### WHAT IS EXPECTED
Filter the records below and copy every line containing the word "helpers".

### DATASET CONTENT
PR #67, opened 2016-11-18
Expose year of incorporation

richtier:
[this task](https://uktrade.atlassian.net/browse/ED-350)


company/management/commands/retrieve_missing_company_details.py
```diff
@@ -0,0 +1,13 @@
...
+
+
+class Command(BaseCommand):
+    help = 'Retrieves missing data of companies such as date of creation'
+
+    def handle(self, *args, **options):
+        for company in Company.objects.filter(date_of_creation__isnull=True):
+            date_of_creation = helpers.get_date_of_creation(company.number)
+            company.date_of_creation = date_of_creation
+            company.save()
```
richtier: We should run this on prod some time. Note sure how we can run it though. @konradko?

conftest.py
```diff
@@ -0,0 +1,26 @@
+import http
```
richtier: this file allows us to set mocks that will be used for every test.

company/management/commands/retrieve_missing_company_details.py
```diff
@@ -0,0 +1,14 @@
...
+
+class Command(BaseCommand):
+    help = 'Retrieves missing data of companies such as date of creation'
+
+    def handle(self, *args, **options):
+        querystring = models.Company.objects.exclude(number='')
+        for company in querystring.filter(date_of_creation__isnull=True):
+            date_of_creation = helpers.get_date_of_creation(company.number)
+            company.date_of_creation = date_of_creation
+            company.save()
```
richtier: We should run this on prod some time so we retrieve the date of creation for existing companies. Not sure how we can run it though. @konradko?

company/models.py
```diff
@@ -55,6 +55,13 @@ class Company(models.Model):
         max_length=255, blank=True, null=True,
         default=''
     )
+    date_of_creation = models.DateField(blank=True, null=True, default=None)
 
     def __str__(self):
         return self.name
+
+    @helpers.continue_on_network_error
```
richtier: Added this because we don't want the company enrolment to fail if companies house is down, or any of [the possible exceptions](https://github.com/uktrade/directory-api/pull/67/files#diff-fd9c4c1227c38dd2870187b612436f14R48) occur.

Note we can run `manage.py retrieve_missing_company_details` periodically to counteract errors that prevent the date of creation being pulled down.

conftest.py
```diff
@@ -0,0 +1,26 @@
...
+        'GET',
+        re.compile('https://api.companieshouse.gov.uk/company/.*'),
+        json=company_profile,
+        status_code=http.client.OK,
+    )
+
+    helpers.companies_house_session.mount(
+        'https://api.companieshouse.gov.uk',
+        companies_house_adapter
+    )
```
richtier: this is a rad feature of `requests` - it allows us to easily mock responses for all tests.

company/management/commands/retrieve_missing_company_details.py
konradko: we can run one-off tasks with overwritten commands via ECS

company/models.py
```diff
@@ -55,6 +55,13 @@ class Company(models.Model):
...
+    def save(self, *args, **kwargs):
+        if not self.id:
+            self.date_of_creation = helpers.get_date_of_creation(self.number)
```
konradko: this will be the 2nd call to companies house that we do during enrolment, while our API rate limit is pretty low. Can we take the creation date in UI, together with the name? And then just add a new field to `Enrolment`.

richtier: so confirm change required, are we going for:

 - cache CH calls; or
 - move CH calls to directory-ui

?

### SOLUTION BELOW
+            date_of_creation = helpers.get_date_of_creation(company.number)
+            date_of_creation = helpers.get_date_of_creation(company.number)
+    @helpers.continue_on_network_error
+    helpers.companies_house_session.mount(
+            self.date_of_creation = helpers.get_date_of_creation(self.number)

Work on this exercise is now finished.